Created attachment 563855 [details] backported patch Description of problem: Under an unknown scenario, a partitionable slot can be split into too many dynamic slots - more than available memory and/or CPU cores. See https://condor-wiki.cs.wisc.edu/index.cgi/tktview?tn=2043 for a snapshot of condor_status. It is requested to backpropagate its fix in https://condor-wiki.cs.wisc.edu/index.cgi/tktview?tn=2816 to condor-7.6.5-0.12.el5. Version-Release number of selected component (if applicable): condor-7.6.5-0.12.el5 How reproducible: unknown Steps to Reproduce: N/A Actual results: scheduler assigns jobs consuming more than available memory and/or CPU cores. Expected results: Only jobs requesting less than available memory and/or CPU cores are run at a moment. Additional info: Attaching upstream patch backpropagated to condor-7.6.5-0.12.el5.
Is the scenario really unknown? Any new clue about the conditions when this bug can show up?
Best insight is in the dedicated scheduler.

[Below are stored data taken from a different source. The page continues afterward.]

PR #1140, opened 2022-10-04
feat (#minor); Eslint action; Add linting action when pushing to the repo.

steegecs:
**Context:**
We want to make sure that the code that is getting merged into the repository is linted. This PR adds an action to the workflow that runs our linter on changed files within the subgraph folder. When a file needs to be linted, this portion of the action will fail.

### DIFF
--- a/.github/workflows/build-checker.yaml
+++ b/.github/workflows/build-checker.yaml
@@ -23,9 +23,37 @@ jobs:
       
       - name: Install dependencies
         run: npm ci --ignore-scripts
-
+      
       - name: Folderslint
         run: npm run folderslint
+  
+  LintStagedFiles:
+    runs-on: ubuntu-latest
+    steps:
+      - uses: actions/checkout@v2
+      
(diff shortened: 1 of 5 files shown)


.github/workflows/build-checker.yaml
```diff
@@ -23,9 +23,37 @@ jobs:
...
+    runs-on: ubuntu-latest
+    steps:
+      - uses: actions/checkout@v2
+      
+      - name: Setup Node.js
+        uses: actions/setup-node@v2
+        with:
+          node-version: '14'
+      
+      - name: Get changed files in the docs folder
```
jaimehgb, line 40: In the docs folder?

jaimehgb (approved):

.github/workflows/build-checker.yaml
steegecs: Yeah - that should be subgraphs. Also, made another update to only grab changed files in the subgraphs folder.

Issue #1157, opened 2022-10-07
Fix compound fork linting


dmelotik:
Create a PR to fix the linting issues in compound-forks. This should be the only change made in that PR, but since it is a big directory we want to make a separate PR to do so.

dmelotik:
Looks to be fixed! Nice job @tnkrxyz. Going to close this out

PR #1159, opened 2022-10-07
fix(#patch); bastion; reward token reverting

dmelotik:
Reward token reverting and causing incorrect output.

To override since we know the name and decimals of the token we hardcode it.

Testing: https://subgraphs.messari.io/subgraph?endpoint=https://api.thegraph.com/subgraphs/id/QmXoLTGo3w6f1EWShayjCka7aP8n6jV11jpBw2JHTrXJcA&tab=protocol

### DIFF
--- a/deployment/deployment.json
+++ b/deployment/deployment.json
@@ -1021,7 +1021,7 @@
         "status": "dev",
         "versions": {
           "schema": "2.0.1",
-          "subgraph": "1.1.5",
+          "subgraph": "1.1.6",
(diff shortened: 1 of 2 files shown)


dmelotik:
Linting errors will be fixed with #1157

jaimehgb (approved):
🚀 
Their contract is not even verified? Was curious to know why the call was reverting :(

dmelotik:
Hard to say... A little weird why it is not verified. I am gonna throw a message in their discord

PR #1167, opened 2022-10-08
fix(#patch); euler; oneshot cancelled fix

dmelotik:
Fixing oneshot cancelled error. 

Testing graft here: https://okgraph.xyz/?q=dmelotik%2Feuler-finance-ethereum


dmelotik:
fixed in #1213

PR #1168, opened 2022-10-08
feat (#major) CLI; Command is now agnostic to call location, and scope no longer necessary

steegecs:
**2 New Features:**
- [x] The `messari build` command is now agnostic to the location that you call it from. You can `messari build` from any location in your terminal now :D. Feel free to build or deploy `apeswap` from the  `compound-forks` folder or even from any location outside the repo!
- [x] Because we enforce that singular deployments and deploying a whole protocol, we are able to omit the `scope` option and prompt. This PR updates the CLI so that when you pass either a `deployment-id` or `protocol` name, it can determine the scope automatically - and will know whether you are trying to deploy one or multiple subgraphs. If you would still like to use the functionality for deploying all subgraphs in a directory (`base`), just add the option `--base` to your command.


messari-cli/bin/env.ts
```diff
@@ -0,0 +1,9 @@
+const execSync = require('child_process').execSync
+
+// Change to the directory of this file
+process.chdir(__dirname)
+
+// Get the path to the head of the `Subgraphs` repo
+export const MESSARI_REPO_PATH = execSync('git rev-parse --show-toplevel')
```
jaimehgb, line 7: This assumes there will only be one local git clone of the repo on each system. It might be true 99% of the time, so it is probably fine. But if we ever make it an npm package we migth want to be able to set the `MESSARI_REPO_PATH` env var dinamically or something.

Don't need to change it now, but let's keep it in mind for potential updates. It might be worth documenting it too in the cli README so people are aware though.

jaimehgb (approved):
Looks correct to me 💪

messari-cli/bin/env.ts
steegecs: Yeah - I had considered this. I chose to do it this way, for now because it was easier. But on second thought, I might have to make this change soon, since I am not sure if the path will be set correctly in the build checker CI action.

PR #1170, opened 2022-10-09
(#patch); CLI; Move the creation of the deployment.json context class to inside src.

steegecs:
**Context:**
I think it fits better to put in the src folder, also, having it out causes linting errors, because I am putting a typescript file in the main body of the project.


harsh9200 (approved):
LGTM !!

PR #1173, opened 2022-10-09
(#patch); Eslint; Added eslint ignore and updated eslintrc to apply tsconfig same directly

steegecs:
**Context:**
Added a .eslintignore to the subgraphs linter so that the build and generated files do not get linted. Because they are types generated by the codegen and build commands, we do not want to lint them according to our standards. 

Additionally, eslint was not using the tsconfig file from the same location as the eslintrc. This does not make linting with our standards as flexible as we want it to be. Updated the `eslintrc.json` to `eslintrs.js` so that we could use `__dirname` within the configurations to always use the tsconfig withing the subgraphs/ folder.


harsh9200 (approved):
LGTM! 👍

Technical note added. If any revisions are required, please edit the "Technical Notes" field accordingly. All revisions will be proofread by the Engineering Content Services team. New Contents: C: Under certain conditions a partitionable slot can split into too many dynamic slots. C: The machine could potentially be oversubscribed. F: Add logic to prevent a partitionable slot from splitting more then the resources it has available to it. R: The machine should not be oversubscribed.

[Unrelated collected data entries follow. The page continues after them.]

PR #1255, opened 2022-10-23
fix(#minor); Uniswap V3; Updated to use Collect instead of burn. Also, configured to use deployment versions

steegecs:
**Context:**
We recently incorporated collect events into Uniswap V3 in attempt to fix TVL issues that were occurring in PR #1092. I made the change based on a PR the Uni team was using to address this issue.

After making these changes, however, we were getting negative token values. I have discovered that when incorporating both the `burn` and the `collect` events, tokens are being removed from liquidity pools, in a sense, twice. This is because the `amount0` and `amount1` emitted from the burn event do not refer to the actual amount of tokens leaving the liquidity pool, rather, it refers to an increasing balance of tokens owed to the user that can be collected.

`Burn` and `collect` are often emitted together, and with the same amounts, but this is not guaranteed, and the `burn` event does not account for tracking the token pair flows out of the pool that were earned from accrued fees while `collect` events do.

By removing the `burn` event and retaining tracking withdraws with the `collect` event, we can maintain a proper balance of the liquidity pools over time. I have tested this out with Uniswap V3 Celo, and it has remained accurate when compared with token balances against etherscan until fully synced. 

Changes
- [x] Removed the use of the Burn event and instead track withdraws from the liquidity pools using the collect event. 
- [x] Update the protocol getter to use the `versions.ts` generated from the deployment.json

### DIFF
--- a/subgraphs/uniswap-v3/src/mappings/core.ts
+++ b/subgraphs/uniswap-v3/src/mappings/core.ts
@@ -1,6 +1,5 @@
 // import { log } from "@graphprotocol/graph-ts";
 import {
-  Burn as BurnEvent,
   Initialize,
   Mint as MintEvent,
   Swap as SwapEvent,
--- a/subgraphs/uniswap-v3/src/mappings/core.ts
+++ b/subgraphs/uniswap-v3/src/mappings/core.ts
@@ -45,21 +45,6 @@ export function handleMint(event: MintEvent): void {
   updatePoolMetrics(event);
 }
 
-// Handle a burn event emitted from a pool contract. Considered a withdraw into the given liquidity pool.
-export function handleBurn(event: BurnEvent): void {
-  createWithdraw(
-    event,
-    event.params.owner,
-    event.params.owner,
-    event.params.amount0,
-    event.params.amount1,
-    false
-  );
-  updateUsageMetrics(event, event.params.owner, UsageType.WITHDRAW);
-  updateFinancials(event);
-  updatePoolMetrics(event);
-}
-
 // Handle a swap event emitted from a pool contract.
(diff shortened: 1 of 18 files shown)


subgraphs/uniswap-v3/src/mappings/core.ts
```diff
@@ -47,17 +47,17 @@ export function handleMint(event: MintEvent): void {
...
+  //   event,
+  //   event.params.owner,
+  //   event.params.owner,
+  //   event.params.amount0,
+  //   event.params.amount1,
+  //   false
+  // );
+  // updateUsageMetrics(event, event.params.owner, UsageType.WITHDRAW);
+  // updateFinancials(event);
+  // updatePoolMetrics(event);
```
jaimehgb, line 60: Don't be afraid to delete. If anything it will be in the git history :D

jaimehgb (approved):

subgraphs/uniswap-v3/src/versions.ts
```diff
@@ -0,0 +1,17 @@
+import { Versions as VersionsInterface } from "../../../deployment/context/interface";
```
jaimehgb, line 1: This file isn't in the gitignore?

subgraphs/uniswap-v3/src/mappings/core.ts
steegecs: Deleted.

subgraphs/uniswap-v3/src/versions.ts
steegecs: I spelled it wrong. Fixed it!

If I understand condor ticket #2816, the issue seems to be 100% reproducible. According to condor ticket #204 the problem was seen "sporadically". What is the realistic expectation about how much is reproducible?
"This is because the requirements expression in the slot ad is not properly evaluated." One would need to construct a slot_ad such that it caused a match but failed to evaluate after the claim has been given and during the split process. The only thing I can think of is to insert an if-then clause in the requirements expression which causes it to fail *only* when it's evaluated on the startd.
Could you please specify more precisely how to reproduce this bug? Exactly what type of ifThenElse clause can cause the bug to happen?
if then else on a attribute which only exists on the startd, but is not present in the ad published to the collector.
(In reply to comment #15) > if then else on a attribute which only exists on the startd, but is not > present in the ad published to the collector. OK, that much was clear. But I am aware only about those attributes which are published and I don't want to parse source code for others. Could you please write specific example of the if-then-else clause which fulfils these requirements?
in submission: Requirements = ifThenElse( PithyRetort =!= UNDEFINED, FALSE, TRUE) only on startd: PithyRetort = TRUE And make sure that PithyRetort is not part of: http://research.cs.wisc.edu/condor/manual/v7.8/3_3Configuration.html#18154
The suggested scenario doesn't reproduce the bug. Currently we aren't able to reproduce it.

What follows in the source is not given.